PR #312, opened 2020-11-07
Change Nix ASCII icon

balsoft:
Old NixOS icon is a bit messy and not very recognizeable.

Take the ASCII icon for Nix from https://github.com/dylanaraps/neofetch/blob/56c8d7e0c81108163a3f2970940ea2287648916f/neofetch#L8519

I don't know if that icon can be considered a "substantial" portion of
neofetch, so just to be safe I also included the copyright notice (license
is MIT).


balsoft:
Ah, somehow I expected the 45 character limit to be applied to the rendered version and not the raw version.

spenserblack:
>I expected the 45 character limit to be applied to the rendered version and not the raw version.

In this case, it is testing the rendered version (which has a length of 43 at line 9), but the issue is that [the max width is actually 40](https://github.com/o2sh/onefetch/blame/v2.7.1/src/onefetch/language.rs#L134), even though CONTRIBUTING.md says it's 45.

Would you like to submit a PR to fix this? 😺

o2sh:
> but the issue is that the max width is actually 40, even though CONTRIBUTING.md says it's 45.

I'm so sorry :frowning:, fixed in 585a51d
——————
■ Task to carry out ■
Output the listing above exactly as it appears.

■ Written answer ■
PR #312, opened 2020-11-07
Change Nix ASCII icon

balsoft:
Old NixOS icon is a bit messy and not very recognizeable.

Take the ASCII icon for Nix from https://github.com/dylanaraps/neofetch/blob/56c8d7e0c81108163a3f2970940ea2287648916f/neofetch#L8519

I don't know if that icon can be considered a "substantial" portion of
neofetch, so just to be safe I also included the copyright notice (license
is MIT).


balsoft:
Ah, somehow I expected the 45 character limit to be applied to the rendered version and not the raw version.

spenserblack:
>I expected the 45 character limit to be applied to the rendered version and not the raw version.

In this case, it is testing the rendered version (which has a length of 43 at line 9), but the issue is that [the max width is actually 40](https://github.com/o2sh/onefetch/blame/v2.7.1/src/onefetch/language.rs#L134), even though CONTRIBUTING.md says it's 45.

Would you like to submit a PR to fix this? 😺

o2sh:
> but the issue is that the max width is actually 40, even though CONTRIBUTING.md says it's 45.

I'm so sorry :frowning:, fixed in 585a51d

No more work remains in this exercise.